PR #19768, opened 2026-09-20
🐛 fix(chat): prevent send continuation from yanking user back to the sent topic

arvinxx:
A send's continuation calls `switchTopic(createdTopicId)` after the persistence round-trip resolves. When the user navigated to another topic while that await was in flight, the unconditional switch yanked the UI (and the URL) back to the sent topic.

This PR adds an `onlyIfActiveTopicIn` guard to `switchTopic`: send flows pass every conversation bucket their conversation can currently live under — the client-minted topic id before the server confirms it, the persisted id after the optimistic re-key. The switch is dropped when the user has already moved elsewhere. Accepting a set rather than a single id keeps the guard from dropping the send's own normal adoption of the topic it just created.

Details:

- The store's `activeTopicId` uses `null` for "no topic" but is typed `string` and can hold `undefined` from callers that never went through `switchTopic`, so the guard normalizes before comparing: an unset field still matches an explicit `null` (the blank new-conversation view).
- The guard runs before the epoch bump, so a skipped switch never invalidates a concurrent switch's pending revalidation.
- Applied at all four send-flow call sites: the minted-topic adoption (guarded against the view the send started from), and the client / hetero / gateway persistence continuations.

| Before | After |
| ------ | ----- |
| Sending a message, then opening another topic before persistence resolves, snaps the view back to the sent topic | The user stays on the topic they navigated to; the completed reply surfaces via the new topic's unread state |

#### Test

- [x] Tested locally
- [x] Added/updated tests
- [ ] No tests needed

Regression coverage in `src/store/chat/slices/topic/action.test.ts` (`onlyIfActiveTopicIn` guard: skip on navigated-away, skip on blank new-conversation view, apply on expected topic, apply on any accepted bucket, skip does not consume the switch epoch) plus updated `conversationLifecycle.test.ts` expectations. `bun run check --test`: 217 passed; lint and type-check clean on the touched files.

- Acceptance: https://app.lobehub.com/acceptance/a3cc50d8-0d70-446e-b44a-b2f02c23ae4e (round 1 — both client and gateway send paths verified on the real product: navigating away mid-send no longer yanks the view back, normal adoption and reply persistence unaffected; round 2 — the two Codex-review P1 fixes verified: cross-agent blank-view sends no longer hijack the current view, and a dropped switch still cleans the send's origin `_new` bucket)

#### 🔗 Related Issue

N/A — no matching open issue; reported and fixed directly.


arvinxx:
Addressed both Codex P1 findings in `2fbef0fdad`:

1. **Cross-agent blank-view guard** — the topic id alone could not tell two blank views apart (`activeTopicId === null` on both sides). The minted-adoption call site now also pins the agent and group the send started from (`onlyIfActiveAgentId` / `onlyIfActiveGroupId`), so a send from agent A's blank view no longer adopts its minted topic while the user sits on agent B's blank view.
2. **`_new` cleanup on dropped switches** — the `_new` housekeeping now runs before the navigation guard and targets the send's origin bucket via `clearNewKeyContext`, so a dropped switch still cleans the blank bucket the send came from (and never wipes the bucket of the view the user moved to).

Regression tests added for both (agent/group pin, cleanup-on-drop with origin targeting). Verified on the real product in acceptance round 2: https://app.lobehub.com/acceptance/a3cc50d8-0d70-446e-b44a-b2f02c23ae4e?r=2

(EXERCISE OBJECTIVE): Reproduce the entries above exactly, but only the lines between the line holding "unread state |" and the line holding "Regression coverage in", inclusive.

(TASK ANSWER):
| Sending a message, then opening another topic before persistence resolves, snaps the view back to the sent topic | The user stays on the topic they navigated to; the completed reply surfaces via the new topic's unread state |

#### Test

- [x] Tested locally
- [x] Added/updated tests
- [ ] No tests needed

Regression coverage in `src/store/chat/slices/topic/action.test.ts` (`onlyIfActiveTopicIn` guard: skip on navigated-away, skip on blank new-conversation view, apply on expected topic, apply on any accepted bucket, skip does not consume the switch epoch) plus updated `conversationLifecycle.test.ts` expectations. `bun run check --test`: 217 passed; lint and type-check clean on the touched files.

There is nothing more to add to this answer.